What is actually difference between InputStream and Reader in java - java

As I searched difference between InputStream and Reader. I got answered that.
InputStream: Byte-Base ( read byte by byte )
Reader: Character-Base ( read char by char )
I paste á character in file that's ASCII (or may be other Charset) is 225 in my OS and byte's max_value is 127. and I used FileInputStream to just read() then why it returning 225? how it is able to read more than one byte? because read() method just read one byte or character at a time.
Or what is the actually difference between InputStream and Reader?

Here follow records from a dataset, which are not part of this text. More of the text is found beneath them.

PR #3247, opened 2026-09-10
fix(ocsf): emit schema-valid event identities

krishicks:
## Summary

Previously, every event from a sandbox reused the sandbox ID as its event ID. Consumers deduplicating security records could mistake separate events for the same record, and missing device types or empty image objects could prevent schema validation.

Before:

```json
{
	"metadata": { "uid": "sandbox-123" },
	"device": {
	  "hostname": "openshell-sandbox",
	  "os": { "name": "Linux" }
	},
	"container": {
	  "uid": "sandbox-123",
	  "image": { "name": "" }
	}
}
```

After:
```json
{
	"metadata": { "uid": "<unique-event-uuid>" },
	"device": {
	  "hostname": "openshell-sandbox",
	  "type_id": 99,
	  "type": "Sandbox",
	  "os": { "name": "Linux" }
	},
	"container": { "uid": "sandbox-123" }
}
```
The important differences are:

* metadata.uid uniquely identifies each event.
* container.uid continues to identify the sandbox.
* The required device type is present.
* An unknown image is omitted instead of emitted with an empty name.
* Events without a sandbox omit the container entirely.

## Related Issue

Refs #1055

## Testing

## Checklist

### DIFF
--- a/crates/openshell-ocsf/src/enums/device_type.rs
+++ b/crates/openshell-ocsf/src/enums/device_type.rs
@@ -1,0 +1,62 @@
+// SPDX-FileCopyrightText: Copyright (c) 2025-2026 NVIDIA CORPORATION & AFFILIATES. All rights reserved.
+// SPDX-License-Identifier: Apache-2.0
+
+//! OCSF `device.type_id` enum.
+
+use serde_repr::{Deserialize_repr, Serialize_repr};
+
+/// OCSF Device Type ID.
+///
+/// Only the values `OpenShell` can produce are modelled; the schema defines a
+/// wider set (desktop, mobile, firewall, router, ...).
+/// Values come from the OCSF device `type_id` enumeration.
+#[derive(Debug, Clone, Copy, PartialEq, Eq, Hash, Serialize_repr, Deserialize_repr)]
+#[repr(u8)]
+pub enum DeviceTypeId {
+    /// 0 — Unknown
+    Unknown = 0,
+    /// 99 — Other
+    Other = 99,
+}
+
+impl DeviceTypeId {
+    #[must_use]
+    pub fn as_u8(self) -> u8 {
+        self as u8
+    }
+}
+
+impl std::fmt::Display for DeviceTypeId {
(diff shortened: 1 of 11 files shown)


crates/openshell-ocsf/src/enums/device_type.rs
```diff
@@ -0,0 +1,57 @@
...
+/// wider set (desktop, mobile, firewall, router, ...).
+#[derive(Debug, Clone, Copy, PartialEq, Eq, Hash, Serialize_repr, Deserialize_repr)]
+#[repr(u8)]
+pub enum DeviceTypeId {
+    /// 0 — Unknown
+    Unknown = 0,
+    /// 1 — Server
+    Server = 1,
+    /// 99 — Other
+    Other = 99,
```
elezar, line 19: Why `99` and not something like `FF`?

crates/openshell-ocsf/src/enums/device_type.rs
```diff
@@ -0,0 +1,57 @@
...
+
+impl DeviceTypeId {
+    #[must_use]
+    pub fn label(self) -> &'static str {
+        match self {
+            Self::Unknown => "Unknown",
+            Self::Server => "Server",
+            Self::Other => "Other",
+        }
+    }
```
elezar: Question: Is there a "standard" function like "string" or "format" that we can used to not require an explicit call to `label`(maybe it's not idiomatic rust though).

elezar (dismissed):
Some questions / comments, but no blockers.

crates/openshell-ocsf/src/enums/device_type.rs
krishicks: Added `impl std::fmt::Display for DeviceTypeId`, which means `.to_string()` and `format!()` work.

á does indeed have a unicode value of 225 (that's its code point, and is unrelated to its encoding). When you cast that down to a byte, you'll get -31. But if you take a careful look at the docs for InputStream.read, you'll see:
Reads the next byte of data from the input stream. The value byte is returned as an int in the range 0 to 255.
(emphasis added) The read method returns an int, not a byte, but that int essentially represents an unsigned byte. If you cast that int down to a char, you'll get back to á. If you cast that int down to a byte, it'll wrap down to -31.
A bit more detail:
á has a unicode value of 225.
chars in Java are represented as UTF-16, which for 225 has a binary representation of 00000000 11100001
if you cast that down to a byte, it'll drop the high byte, leaving you with 11100001. This has a value of -31 if treated as a signed byte, but 225 if treated as unsigned.
InputStream.read returns an int so that it can represent the stream's end as -1. But if the int is non-negative, then only its bottom 8 bits are set (decimal values 0-255)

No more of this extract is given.